PR #254, opened 2020-10-21
Temporary solution to over-shoot

riclarsson:
This is code trying to solve a problem of the second order integration routine having much larger source terms than expected.  It now falls back to first order if the first order term is smaller than the second order term.  This is partly in line with the ref I am using here but seems to have some other issues.

### DIFF
--- a/controlfiles/artscomponents/wfuns/TestTjacStokes4.arts
+++ b/controlfiles/artscomponents/wfuns/TestTjacStokes4.arts
@@ -16,8 +16,6 @@ INCLUDE "general/continua.arts"
 INCLUDE "general/agendas.arts"
 INCLUDE "general/planet_earth.arts"
 
-StringSet( rt_integration_option, "second order" )
-
 
 # Agenda for scalar gas absorption calculation
 Copy(abs_xsec_agenda, abs_xsec_agenda__noCIA)
@@ -152,8 +150,6 @@ yCalc
 #
 VectorCreate( yref )
 ReadXML( yref, "yREF4.xml" )
-Print(y)
-Print(yref)
 Compare( y, yref, 1e-4,
          "Calculated *y* does not agree with saved reference values." )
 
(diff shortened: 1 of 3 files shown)


riclarsson:
@erikssonpatrick Here's some code that makes the failing controlfile almost work.  I am unsure whether we need to have a lot more tests in place at a higher level of the code than this.  I also simplified the output a bit, since C++17 allows some code duplication to be removed.

erikssonpatrick:
@riclarsson Sorry for the late reply, but just too many things going on now. And no time for testing right now. "Almost work"? What are the differences in Tb now?

Right now I am don't need the Jacobian. So accuracy for Tb main concern. Of course good if also Jacobian can be obtained for second order. Seem that you are on it? Checks work after the last commit?

riclarsson:
The Jacobian are way wrong at this point.  I also don't have much time for this bit.

The other bit produces 
```
Max allowed deviation set to: 0.0001
but the vectors deviate with: -0.000451282
```

erikssonpatrick:
Seems that Tb-s are totally fine. So my suggestion, for now, is to add a check in iyEmission that if second order and jacobian_do is true, raise an error. And then make a pull request. I will then ask Vasilis to test second order in his comparison to RTTOV.

riclarsson:
The Tb are fine because it returns to use the first order approximations whenever it is smaller than the second order approximations.  This is what I understand they do in the ref you sent, but it makes little sense to me so it might be completely wrong.  I would like to see the derivation of the approximation sometime to make a better judgement myself...

riclarsson:
Anyways, I mark this for review since it does what you want it to do.  Hopefully I don't have too many errors introduced.

erikssonpatrick:
OK from me.

@riclarsson Maybe Freddy can help you to understand why the min between first and second order shall be used. He has been testing the scheme for DOIT quite carefully.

----------

--- WHAT IS NEEDED ---
The records shown above should be given again word for word.

--- EXERCISE SOLUTION ---
PR #254, opened 2020-10-21
Temporary solution to over-shoot

riclarsson:
This is code trying to solve a problem of the second order integration routine having much larger source terms than expected.  It now falls back to first order if the first order term is smaller than the second order term.  This is partly in line with the ref I am using here but seems to have some other issues.

### DIFF
--- a/controlfiles/artscomponents/wfuns/TestTjacStokes4.arts
+++ b/controlfiles/artscomponents/wfuns/TestTjacStokes4.arts
@@ -16,8 +16,6 @@ INCLUDE "general/continua.arts"
 INCLUDE "general/agendas.arts"
 INCLUDE "general/planet_earth.arts"
 
-StringSet( rt_integration_option, "second order" )
-
 
 # Agenda for scalar gas absorption calculation
 Copy(abs_xsec_agenda, abs_xsec_agenda__noCIA)
@@ -152,8 +150,6 @@ yCalc
 #
 VectorCreate( yref )
 ReadXML( yref, "yREF4.xml" )
-Print(y)
-Print(yref)
 Compare( y, yref, 1e-4,
          "Calculated *y* does not agree with saved reference values." )
 
(diff shortened: 1 of 3 files shown)


riclarsson:
@erikssonpatrick Here's some code that makes the failing controlfile almost work.  I am unsure whether we need to have a lot more tests in place at a higher level of the code than this.  I also simplified the output a bit, since C++17 allows some code duplication to be removed.

erikssonpatrick:
@riclarsson Sorry for the late reply, but just too many things going on now. And no time for testing right now. "Almost work"? What are the differences in Tb now?

Right now I am don't need the Jacobian. So accuracy for Tb main concern. Of course good if also Jacobian can be obtained for second order. Seem that you are on it? Checks work after the last commit?

riclarsson:
The Jacobian are way wrong at this point.  I also don't have much time for this bit.

The other bit produces 
```
Max allowed deviation set to: 0.0001
but the vectors deviate with: -0.000451282
```

erikssonpatrick:
Seems that Tb-s are totally fine. So my suggestion, for now, is to add a check in iyEmission that if second order and jacobian_do is true, raise an error. And then make a pull request. I will then ask Vasilis to test second order in his comparison to RTTOV.

riclarsson:
The Tb are fine because it returns to use the first order approximations whenever it is smaller than the second order approximations.  This is what I understand they do in the ref you sent, but it makes little sense to me so it might be completely wrong.  I would like to see the derivation of the approximation sometime to make a better judgement myself...

riclarsson:
Anyways, I mark this for review since it does what you want it to do.  Hopefully I don't have too many errors introduced.

erikssonpatrick:
OK from me.

@riclarsson Maybe Freddy can help you to understand why the min between first and second order shall be used. He has been testing the scheme for DOIT quite carefully.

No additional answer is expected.